Mr. Yao is cramping my style. This gentleman is a fifty-something Chinese investment broker who likes to visit during my nightshifts. This is problematic because it cuts into valuable sauna and nap time.
I’ve known him for the few years I’ve worked here and I suppose we’re friends. He owns a condo here that he uses as his office. His secretary lives there in an unorthodox arrangement that seems sexually peculiar. Like many in my monkeysphere, Mr. Yao is an eccentric character. He has slyly tipped me off to the fact that he’s a millionaire, yet he still unabashedly roots around in the lobby wastebasket for Subway 2-for-1 coupons. On the weekend he often brings in two girls with him that are younger than I, all gussied up in hootchie gear. He is married with kids but apparently is a week-end sugar daddy also.
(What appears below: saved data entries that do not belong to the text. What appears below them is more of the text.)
PR #173, opened 2015-12-17
use const and let instead of var

rom1504:
see https://developer.mozilla.org/en-US/docs/Web/JavaScript/Reference/Statements/const and https://developer.mozilla.org/en-US/docs/Web/JavaScript/Reference/Statements/let

### DIFF
--- a/src/index.js
+++ b/src/index.js
@@ -1,7 +1,7 @@
-var mc = require('minecraft-protocol');
-var EventEmitter = require('events').EventEmitter;
-var path = require('path');
-var requireIndex = require('requireindex');
+const mc = require('minecraft-protocol');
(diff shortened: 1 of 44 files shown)


rom1504:
Using let instead of var restrict the scope of the variable which reduces the likelihood of having weird behaviors.
Using const when possible has the benefit of let plus clearly mark that the variable is not re-affected. (note this doesn't indicate immutability !)

rom1504:
I only ran the tests on this, I want to make sure there are no problems when actually using the server with a vanilla client. (I wish we had https://github.com/mhsjlw/flying-squid/issues/174)

rom1504:
ok it works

For some reason, he loves me. The other guards have confirmed this, apparently I’m his favorite topic of discussion. He generally comes in early at 4am or so to check the Asian markets before the day begins. Often, he’ll reek of weed and engage me in lengthy conversations. I think he likes to bounce investment strategy off of me, because he’ll talk about companies, political movements or whatever is topical in the news. I don’t know if it’s just because he’s stoned, or if I’m just so delightful to talk to, but he’ll sometimes stay for hours chatting me up. He likes to break the ice by bringing newspaper clippings of random topics that he thinks I’ll find interesting.
Currently he is bugging me to install games on his laptop. He keeps buying these cheap bargain bin PC games but he doesn’t know how to install them. So he accumulates a bunch of them, and then brings them to me with his laptop. He pays me and brings me goodies and stuff so I suppose it’s not that bad.